Может показаться, что историческое развитие капитала ведет его от открытой конкуренции к олигополии, а затем к монополии, что развитие демократии ведет от многопартийности к двухпартийной, а затем к однопартийной системе. Ничего подобного: олигополия, или нынешняя дуополия, возникает в результате тактического раздвоения монополии. Во всех областях дуополия является высшей стадией монополии. Рыночную монополию разрушает не политическая воля (государственное вмешательство, антитрестовские законы и т. д.) — просто всякая унитарная система, если она хочет выжить, должна обрести бинарную регуляцию. Это ничего не меняет в монополии: напротив, власть абсолютна лишь постольку, поскольку умеет преломляться в эквивалентных вариантах, если для своего удвоения она умеет раздваиваться. Так происходит во всем — от стиральных порошков до мирного сосуществования. Чтобы держать мир под контролем, нужны две сверхдержавы — единственная империя рухнула бы сама собой. И равновесие страха просто позволяет создать регулярную оппозицию — стратегия является вовсе не ядерной, а структурной. Конечно, эта регулярная оппозиция может разветвляться по более сложному сценарию, но порождающая матрица остается бинарной. Будет иметь место уже не поединок и не открытая конкурентная борьба, а пары одновременно действующих оппозиций.
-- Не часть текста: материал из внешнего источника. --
PR #400, opened 2022-03-21
UploadedFile inherit from Django's UploadedFile

OtherBarry:
Having uploaded file inherit from bytes causes inaccurate typing.

This PR fixes the typing issues by:
- having UploadedFile inherit from Django's UploadedFile instead of bytes
- adding a __modify_schema__ class method so that it appears the same way as a `bytes` type would in schemas.

### DIFF
--- a/ninja/files.py
+++ b/ninja/files.py
@@ -18,5 +18,5 @@ class UploadedFile(DjangoUploadedFile):
         return v
 
     @classmethod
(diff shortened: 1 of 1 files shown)


OtherBarry:
Missing type hint fixed.

Running mypy was not in `CONTRIBUTING.md`, so I'll add that in a separate PR.

PR #86, opened 2024-08-29
Add tablename option

dominikl:
Allow to specify a custom table name for `metadata populate` command.


will-moore:
Looks good:

```
$ omero metadata populate Project:7707 --file project_7707_mergeci.csv --table-name wills_data2
```
Also checked that without the `--table-name` you get the default name:

Screenshot 2024-08-30 at 10 47 31


I was going to suggest that you add a test for this, but I don't see any tests that invoke the command line, and the `table_name` parameter is already tested.

will-moore (approved):
LGTM 👍

PR #89, opened 2024-11-20
Build

jburel:
Update actions version and Update PyPI publish workflow to use build instead of sdist


dominikl (approved):
👍 Looks good to me!

PR #1453, opened 2026-05-18
CI: compile and check for CT formosa/mldsa

vbgl:
This adds a CI job that compiles the current development version of formosa-mldsa and runs the CT-checker.

### DIFF
--- a/scripts/test-mldsa.sh
+++ b/scripts/test-mldsa.sh
@@ -1,0 +1,39 @@
+#!/bin/sh
+
+set -e
+
+REPO=formosa-crypto
+NAME=formosa-mldsa
+BRANCH=main
+
+FILE="$NAME.tar.gz"
+ROOT=$(echo -n $NAME-$BRANCH | tr / -)
+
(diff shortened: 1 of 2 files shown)


scripts/test-mldsa.sh
```diff
@@ -0,0 +1,39 @@
...
+REPO=formosa-crypto
+NAME=formosa-mldsa
+BRANCH=main
+
+FILE="$NAME.tar.gz"
+ROOT=$(echo -n $NAME-$BRANCH | tr / -)
+
+if [ -z "$JOBS" ]
+then
+   JOBS=1
```
eponier: `JOBS` is not used, isn't it?

vbgl: Indeed. Fixed.

eponier (dismissed):

vbgl:
This was missing the SCT check for the x86/ref implementations. Sorry about that.

eponier (approved):

PR #1458, opened 2026-05-26
Update the x86 DOIT instruction list

vbgl:
# Description

Update the list of DOIT instructions for x86 according to #1422 and change the insecure example from the documentation (as rotations are now DOIT).

Fixes #1422.

# Checklist

### DIFF
--- a/changes/01-feature/1458-doit-update.md
+++ b/changes/01-feature/1458-doit-update.md
@@ -1,5 +1,5 @@
 - More instructions are considered “DOIT” on `x86_64`: byte swap (`BSWAP`),
-  sign-extend (`CDQ`, `CQO`), rotations (`ROL`, `RORX`, `ROR`), shifts (`SHLD`,
+  sign-extend (`CQO`), rotations (`ROL`, `RORX`, `ROR`), shifts (`SHLD`,
   `SHRD`)
   ([PR 1458](https://github.com/jasmin-lang/jasmin/pull/1458);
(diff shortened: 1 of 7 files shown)


changes/01-feature/1458-doit-update.md
```diff
@@ -0,0 +1,5 @@
+- More instructions are considered “DOIT” on `x86_64`: byte swap (`BSWAP`),
+  sign-extend (`CDQ`, `CQO`), rotations (`ROL`, `RORX`, `ROR`), shifts (`SHLD`,
```
bgregoir: It seems that only CQO is and not CDQ, did I miss-understand ?
Anyway the commit only add CQO to the list.

vbgl: The commit does add both `CDQ` and `CQO` to the list. And also `CWD`. These are three ways of spelling “sign-extend” in the Intel™ parlance.

Do you think only the 64-bit case is doit?

bgregoir: I am not sure I look to the good place, but I did not find CDQ and CWD to the list. 
https://www.intel.com/content/www/us/en/developer/articles/technical/software-security-guidance/resources/data-operand-independent-timing-instructions.html

vbgl: That webpage really is not precise. Let’s be safe and remove CDQ and CWD from the doit list.

vbgl: (done in a fresh commit)

bgregoir (approved):

PR #1461, opened 2026-05-27
CI: update nixpkgs and fix coq-master job

vbgl:
Follows the merge of https://github.com/math-comp/math-comp/pull/1456


eponier:
@vbgl `ring` was barely used in that file, so I saw the opportunity to make a more future-proof change. I force-pushed on your PR, I hope you don't mind. Don't hesitate to rollback if you don't like my changes.

vbgl:
No problem. Thanks for your patch. I think we can get even further and drop a dependency that is no longer needed.

eponier (approved):
Cool!

PR #1464, opened 2026-05-27
Accept Lnone as destination for #randombytes

### LINKED ISSUE #1462: Unexpected randombytes lval typing error
This
```
export fn main() {
  stack u8[1] s;
  _ = #randombytes(s);
}
```
gives
```
line 3 (2-3):
typing error: _ lvalue not accepted here
```
which doesn't look like a typing error and maybe should be accepted?

vbgl:
# Description

Although it is arguably OK to reject programs that simply discard the result of a call to `#randombytes`, claiming that this is a “typing error” is wrong.

Fixes #1462

# Checklist


eponier (approved):
Accepting `Lnone` in stack alloc would, I think, be cleaner, but this is more work.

Как в мельчайшей дизъюнктивной единице (элементарной частице «вопрос/ответ»), так и на макроскопическом уровне общих систем чередования, которые управляют экономикой, политикой, мирным сосуществованием держав, первичная матрица всегда одна и та же — 0/1, бинарный ритм, утверждаемый как метастабильная или гомеостатическая форма всех современных систем. Это ядро процессов симуляции, под властью которых мы живем. Оно способно организовываться в игру нестабильных вариаций, от поливалентности до тавтологии, но всем этим не ставится под сомнение стратегическая форма диполя — божественная форма симуляции.[105]

* * *

Почему здание World Trade Center[106] в Нью-Йорке — из двух башен? Все небоскребы на Манхэттене довольствовались тем, что противостояли друг другу в вертикальной конкуренции, образуя архитектурную панораму по образу и подобию капиталистической системы — картину пирамидальных джунглей, где сражаются между собой небоскребы. В знаменитом виде Нью-Йорка с моря проступал образ всей системы. За несколько лет этот образ полностью изменился. Эмблемой капиталистической системы стала не пирамида, а перфокарта. Небоскребы больше не похожи на обелиски, они смыкаются друг с другом без всякого вызова, словно колонки на статистической диаграмме. Эта новая архитектура воплощает собой новую систему — систему не конкуренции, а исчисления, где конкуренция уступила место корреляциям. (Нью-Йорк — единственный в мире город, который на протяжении всей своей истории с поразительной точностью и в полном масштабе являет собой современную форму системы капитала; при перемене этой формы мгновенно меняется и он сам — чего не делал ни один европейский город.) Сегодняшняя его архитектурная графика — графика монополии; две башни WTC, правильные параллелепипеды высотой 400 метров на квадратном основании, представляют собой безупречно уравновешенные и слепые сообщающиеся сосуды; сам факт наличия этих двух идентичных башен означает конец всякой конкуренции, конец всякой оригинальной референции. Парадоксально, но если бы башня была только одна, монополия не воплощалась бы в пей, так как мы видели, что она стабилизируется в двоичной форме. Чтобы знак обрел чистоту, он должен продублировать себя; самодублирование знака как раз и кладет конец тому, что он обозначал. В этом весь Энди Уорхол: его многочисленные копии лица Мэрилин являют собой одновременно и смерть оригинала и конец репрезентации как таковой. Две башни WTC являют зримый знак того, что система замкнулась в головокружительном самоудвоении, тогда как каждый из остальных небоскребов представляет собой оригинальный момент развития системы, непрерывно преодолевающей себя через этапы кризиса и вызова.